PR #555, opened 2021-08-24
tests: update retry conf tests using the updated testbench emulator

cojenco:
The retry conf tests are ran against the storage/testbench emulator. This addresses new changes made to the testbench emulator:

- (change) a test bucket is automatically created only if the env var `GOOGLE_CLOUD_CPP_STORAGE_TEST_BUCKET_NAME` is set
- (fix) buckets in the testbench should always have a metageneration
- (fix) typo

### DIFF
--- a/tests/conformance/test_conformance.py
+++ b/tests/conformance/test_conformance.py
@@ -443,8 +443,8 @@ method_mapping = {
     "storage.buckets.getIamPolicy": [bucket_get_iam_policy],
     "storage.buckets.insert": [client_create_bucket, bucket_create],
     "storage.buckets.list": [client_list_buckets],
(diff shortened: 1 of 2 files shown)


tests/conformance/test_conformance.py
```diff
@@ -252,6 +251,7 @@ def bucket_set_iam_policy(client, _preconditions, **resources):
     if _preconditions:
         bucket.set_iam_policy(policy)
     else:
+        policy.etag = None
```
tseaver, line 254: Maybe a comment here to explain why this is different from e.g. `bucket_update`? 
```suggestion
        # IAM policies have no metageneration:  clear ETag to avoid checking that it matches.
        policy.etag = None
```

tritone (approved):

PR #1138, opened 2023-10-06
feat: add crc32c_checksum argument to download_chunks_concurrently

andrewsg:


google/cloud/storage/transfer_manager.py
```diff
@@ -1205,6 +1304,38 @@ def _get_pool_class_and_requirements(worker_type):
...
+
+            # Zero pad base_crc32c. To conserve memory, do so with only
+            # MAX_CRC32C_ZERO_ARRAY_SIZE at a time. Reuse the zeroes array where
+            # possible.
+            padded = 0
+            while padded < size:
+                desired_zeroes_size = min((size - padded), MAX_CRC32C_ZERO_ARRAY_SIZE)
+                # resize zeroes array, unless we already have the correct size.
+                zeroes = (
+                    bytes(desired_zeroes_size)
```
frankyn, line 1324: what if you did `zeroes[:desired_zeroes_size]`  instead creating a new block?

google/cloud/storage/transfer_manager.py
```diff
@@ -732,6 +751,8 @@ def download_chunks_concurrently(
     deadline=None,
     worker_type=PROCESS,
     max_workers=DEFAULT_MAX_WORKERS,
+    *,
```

---

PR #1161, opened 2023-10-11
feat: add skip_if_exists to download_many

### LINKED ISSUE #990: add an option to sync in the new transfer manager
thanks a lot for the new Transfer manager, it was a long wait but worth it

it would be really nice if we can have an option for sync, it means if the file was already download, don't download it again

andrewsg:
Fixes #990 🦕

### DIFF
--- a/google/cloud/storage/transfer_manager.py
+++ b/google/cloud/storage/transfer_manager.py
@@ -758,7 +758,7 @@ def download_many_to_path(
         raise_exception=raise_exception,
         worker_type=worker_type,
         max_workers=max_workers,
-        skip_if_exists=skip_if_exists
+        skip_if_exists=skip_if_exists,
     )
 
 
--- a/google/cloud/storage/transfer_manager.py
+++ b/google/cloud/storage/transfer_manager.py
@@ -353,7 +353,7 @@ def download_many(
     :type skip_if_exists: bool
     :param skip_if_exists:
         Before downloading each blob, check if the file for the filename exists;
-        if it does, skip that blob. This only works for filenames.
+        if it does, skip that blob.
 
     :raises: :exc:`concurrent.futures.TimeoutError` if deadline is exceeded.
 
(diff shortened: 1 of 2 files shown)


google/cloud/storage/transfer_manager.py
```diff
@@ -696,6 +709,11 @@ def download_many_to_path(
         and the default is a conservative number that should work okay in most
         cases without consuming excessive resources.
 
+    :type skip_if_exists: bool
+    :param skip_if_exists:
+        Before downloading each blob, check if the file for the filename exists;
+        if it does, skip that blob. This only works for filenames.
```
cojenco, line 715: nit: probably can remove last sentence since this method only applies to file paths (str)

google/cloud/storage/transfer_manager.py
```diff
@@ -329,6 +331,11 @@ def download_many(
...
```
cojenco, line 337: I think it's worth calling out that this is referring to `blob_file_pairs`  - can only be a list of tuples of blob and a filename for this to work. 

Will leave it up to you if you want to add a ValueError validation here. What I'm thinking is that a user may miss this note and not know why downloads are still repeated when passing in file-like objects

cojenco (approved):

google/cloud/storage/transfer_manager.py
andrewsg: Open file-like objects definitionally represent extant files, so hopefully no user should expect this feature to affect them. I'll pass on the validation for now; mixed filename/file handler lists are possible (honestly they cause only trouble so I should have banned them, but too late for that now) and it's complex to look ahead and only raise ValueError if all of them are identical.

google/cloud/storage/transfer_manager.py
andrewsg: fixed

...

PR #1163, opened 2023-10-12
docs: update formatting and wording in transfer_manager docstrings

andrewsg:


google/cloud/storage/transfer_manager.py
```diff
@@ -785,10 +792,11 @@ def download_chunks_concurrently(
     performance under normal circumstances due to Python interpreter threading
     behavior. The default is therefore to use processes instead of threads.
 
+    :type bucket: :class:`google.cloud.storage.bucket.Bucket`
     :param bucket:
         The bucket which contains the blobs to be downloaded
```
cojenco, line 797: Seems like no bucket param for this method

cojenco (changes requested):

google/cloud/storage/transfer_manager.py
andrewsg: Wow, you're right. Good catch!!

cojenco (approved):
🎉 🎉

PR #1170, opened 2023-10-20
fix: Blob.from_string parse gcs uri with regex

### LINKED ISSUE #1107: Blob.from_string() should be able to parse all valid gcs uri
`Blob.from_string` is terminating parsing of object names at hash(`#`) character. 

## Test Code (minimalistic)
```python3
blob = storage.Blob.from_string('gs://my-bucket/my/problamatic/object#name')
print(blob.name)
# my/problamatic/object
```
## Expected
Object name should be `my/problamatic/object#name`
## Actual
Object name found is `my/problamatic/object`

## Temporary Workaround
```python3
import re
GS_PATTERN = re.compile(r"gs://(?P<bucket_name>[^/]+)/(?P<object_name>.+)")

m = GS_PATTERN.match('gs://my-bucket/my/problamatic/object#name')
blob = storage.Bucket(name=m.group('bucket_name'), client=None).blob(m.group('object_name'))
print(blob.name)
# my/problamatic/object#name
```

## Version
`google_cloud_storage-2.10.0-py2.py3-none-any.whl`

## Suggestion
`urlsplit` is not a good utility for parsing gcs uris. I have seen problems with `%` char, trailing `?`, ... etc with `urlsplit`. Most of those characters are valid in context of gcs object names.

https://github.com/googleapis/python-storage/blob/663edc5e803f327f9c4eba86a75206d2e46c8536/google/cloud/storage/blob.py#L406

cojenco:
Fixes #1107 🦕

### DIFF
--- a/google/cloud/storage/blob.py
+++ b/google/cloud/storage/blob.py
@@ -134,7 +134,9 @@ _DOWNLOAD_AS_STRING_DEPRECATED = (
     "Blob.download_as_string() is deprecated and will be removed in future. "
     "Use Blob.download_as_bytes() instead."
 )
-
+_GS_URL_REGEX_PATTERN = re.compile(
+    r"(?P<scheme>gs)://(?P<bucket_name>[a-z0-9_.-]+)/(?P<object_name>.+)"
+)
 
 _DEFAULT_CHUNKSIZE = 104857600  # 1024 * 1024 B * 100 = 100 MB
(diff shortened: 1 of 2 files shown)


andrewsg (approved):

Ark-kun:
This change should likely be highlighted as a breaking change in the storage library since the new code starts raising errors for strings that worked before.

▸ PROBLEM TO SOLVE
Show me every line of the entries above that holds "param".

▸ RESULT
     :param skip_if_exists:
+    :param skip_if_exists:
     :param bucket:
cojenco, line 797: Seems like no bucket param for this method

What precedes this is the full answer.